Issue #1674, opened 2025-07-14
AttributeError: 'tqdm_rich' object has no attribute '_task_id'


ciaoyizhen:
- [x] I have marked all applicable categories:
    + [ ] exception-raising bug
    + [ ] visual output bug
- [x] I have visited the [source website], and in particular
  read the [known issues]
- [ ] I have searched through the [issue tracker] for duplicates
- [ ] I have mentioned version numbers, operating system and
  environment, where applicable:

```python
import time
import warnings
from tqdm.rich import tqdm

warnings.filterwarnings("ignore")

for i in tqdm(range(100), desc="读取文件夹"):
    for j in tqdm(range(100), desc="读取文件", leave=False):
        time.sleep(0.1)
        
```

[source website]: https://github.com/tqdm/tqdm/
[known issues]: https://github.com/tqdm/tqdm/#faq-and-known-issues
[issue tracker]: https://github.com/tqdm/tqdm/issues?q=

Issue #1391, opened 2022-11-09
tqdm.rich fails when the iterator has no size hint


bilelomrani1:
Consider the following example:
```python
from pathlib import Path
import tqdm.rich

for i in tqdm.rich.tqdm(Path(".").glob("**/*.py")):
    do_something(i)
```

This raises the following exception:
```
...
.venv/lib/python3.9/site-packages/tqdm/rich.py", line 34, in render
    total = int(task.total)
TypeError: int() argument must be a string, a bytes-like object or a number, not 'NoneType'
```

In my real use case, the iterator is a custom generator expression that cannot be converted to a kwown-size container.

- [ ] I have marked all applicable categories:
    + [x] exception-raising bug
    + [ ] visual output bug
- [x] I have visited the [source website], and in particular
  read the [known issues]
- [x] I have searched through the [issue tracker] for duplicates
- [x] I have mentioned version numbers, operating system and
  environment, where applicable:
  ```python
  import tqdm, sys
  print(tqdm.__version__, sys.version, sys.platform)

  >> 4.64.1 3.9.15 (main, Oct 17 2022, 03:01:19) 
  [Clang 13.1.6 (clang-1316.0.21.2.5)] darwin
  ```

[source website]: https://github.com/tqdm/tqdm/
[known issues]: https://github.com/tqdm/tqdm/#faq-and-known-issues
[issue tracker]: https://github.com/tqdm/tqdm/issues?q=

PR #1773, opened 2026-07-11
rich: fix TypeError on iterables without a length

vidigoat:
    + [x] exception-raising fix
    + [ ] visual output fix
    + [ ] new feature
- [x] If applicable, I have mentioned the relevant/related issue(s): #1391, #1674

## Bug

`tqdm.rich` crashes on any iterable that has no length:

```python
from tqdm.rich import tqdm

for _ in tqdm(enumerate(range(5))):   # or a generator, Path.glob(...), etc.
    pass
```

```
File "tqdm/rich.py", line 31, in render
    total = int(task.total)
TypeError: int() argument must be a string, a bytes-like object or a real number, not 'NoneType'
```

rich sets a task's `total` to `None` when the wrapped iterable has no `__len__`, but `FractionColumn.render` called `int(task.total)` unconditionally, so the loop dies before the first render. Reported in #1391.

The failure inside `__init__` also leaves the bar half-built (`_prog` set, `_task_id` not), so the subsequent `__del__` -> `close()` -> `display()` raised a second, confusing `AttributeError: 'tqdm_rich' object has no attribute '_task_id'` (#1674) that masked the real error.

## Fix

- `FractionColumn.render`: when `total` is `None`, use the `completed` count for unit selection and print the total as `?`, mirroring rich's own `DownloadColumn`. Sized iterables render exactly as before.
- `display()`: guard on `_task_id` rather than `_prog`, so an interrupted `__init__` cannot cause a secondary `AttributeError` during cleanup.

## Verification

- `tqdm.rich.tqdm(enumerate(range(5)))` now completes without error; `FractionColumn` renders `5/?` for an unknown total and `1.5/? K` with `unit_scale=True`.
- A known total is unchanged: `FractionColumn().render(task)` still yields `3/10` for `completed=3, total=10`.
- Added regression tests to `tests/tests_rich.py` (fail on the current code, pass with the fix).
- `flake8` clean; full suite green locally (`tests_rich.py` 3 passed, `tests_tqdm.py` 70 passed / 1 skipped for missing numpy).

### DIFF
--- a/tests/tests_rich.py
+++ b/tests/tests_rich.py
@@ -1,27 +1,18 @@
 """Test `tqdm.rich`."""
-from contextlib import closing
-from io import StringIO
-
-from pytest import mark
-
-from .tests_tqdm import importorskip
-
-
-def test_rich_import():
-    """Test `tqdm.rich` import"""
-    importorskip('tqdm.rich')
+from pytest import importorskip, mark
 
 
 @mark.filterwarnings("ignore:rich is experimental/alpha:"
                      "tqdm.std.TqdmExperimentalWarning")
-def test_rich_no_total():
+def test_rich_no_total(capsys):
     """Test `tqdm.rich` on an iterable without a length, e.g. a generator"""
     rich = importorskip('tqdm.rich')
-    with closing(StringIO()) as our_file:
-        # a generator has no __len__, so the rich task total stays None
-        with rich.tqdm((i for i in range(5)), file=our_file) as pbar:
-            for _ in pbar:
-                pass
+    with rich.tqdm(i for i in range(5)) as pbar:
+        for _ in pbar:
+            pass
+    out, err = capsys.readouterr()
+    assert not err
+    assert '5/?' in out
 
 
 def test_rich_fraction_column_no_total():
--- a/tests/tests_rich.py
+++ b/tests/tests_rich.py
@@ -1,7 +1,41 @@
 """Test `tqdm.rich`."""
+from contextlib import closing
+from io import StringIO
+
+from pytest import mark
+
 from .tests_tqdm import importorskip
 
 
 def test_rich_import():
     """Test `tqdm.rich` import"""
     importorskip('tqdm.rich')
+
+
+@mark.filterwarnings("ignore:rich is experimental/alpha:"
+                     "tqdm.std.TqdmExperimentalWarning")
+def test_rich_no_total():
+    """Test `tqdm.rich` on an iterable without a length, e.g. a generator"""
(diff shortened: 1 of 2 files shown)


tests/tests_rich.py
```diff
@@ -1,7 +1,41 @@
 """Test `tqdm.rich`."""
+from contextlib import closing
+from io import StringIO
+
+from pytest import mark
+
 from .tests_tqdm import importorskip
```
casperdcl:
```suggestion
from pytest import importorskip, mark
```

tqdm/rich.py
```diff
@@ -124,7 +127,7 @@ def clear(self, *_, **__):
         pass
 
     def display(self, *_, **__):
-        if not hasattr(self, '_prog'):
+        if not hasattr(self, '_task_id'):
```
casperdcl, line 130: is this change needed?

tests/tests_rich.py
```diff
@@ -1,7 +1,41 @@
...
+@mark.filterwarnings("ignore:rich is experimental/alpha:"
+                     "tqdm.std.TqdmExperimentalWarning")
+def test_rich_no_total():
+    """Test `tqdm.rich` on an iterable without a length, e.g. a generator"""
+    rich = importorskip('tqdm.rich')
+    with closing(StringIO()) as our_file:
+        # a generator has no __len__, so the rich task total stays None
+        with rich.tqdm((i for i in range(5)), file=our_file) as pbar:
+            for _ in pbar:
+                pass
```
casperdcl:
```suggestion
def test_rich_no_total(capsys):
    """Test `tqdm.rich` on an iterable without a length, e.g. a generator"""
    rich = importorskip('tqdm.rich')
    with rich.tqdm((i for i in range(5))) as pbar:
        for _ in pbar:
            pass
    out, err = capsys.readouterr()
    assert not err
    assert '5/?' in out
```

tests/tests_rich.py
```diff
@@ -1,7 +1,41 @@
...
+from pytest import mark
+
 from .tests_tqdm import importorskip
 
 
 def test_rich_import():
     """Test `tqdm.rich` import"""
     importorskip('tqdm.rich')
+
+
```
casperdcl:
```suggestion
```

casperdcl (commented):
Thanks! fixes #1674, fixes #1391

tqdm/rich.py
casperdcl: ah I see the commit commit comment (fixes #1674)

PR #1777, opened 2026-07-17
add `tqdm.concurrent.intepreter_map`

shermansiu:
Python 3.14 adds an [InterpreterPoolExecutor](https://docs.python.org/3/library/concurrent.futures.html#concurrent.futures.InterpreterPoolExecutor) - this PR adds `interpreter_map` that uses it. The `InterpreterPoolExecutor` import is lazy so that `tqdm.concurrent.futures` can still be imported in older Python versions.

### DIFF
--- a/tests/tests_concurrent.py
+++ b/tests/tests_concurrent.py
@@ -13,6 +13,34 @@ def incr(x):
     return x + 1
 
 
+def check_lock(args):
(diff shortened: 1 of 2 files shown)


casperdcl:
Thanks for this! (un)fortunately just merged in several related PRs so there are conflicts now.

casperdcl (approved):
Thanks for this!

» **What to produce**
Please show the lines of the material that contain the string "stays".

» **The answer**
-        # a generator has no __len__, so the rich task total stays None
+        # a generator has no __len__, so the rich task total stays None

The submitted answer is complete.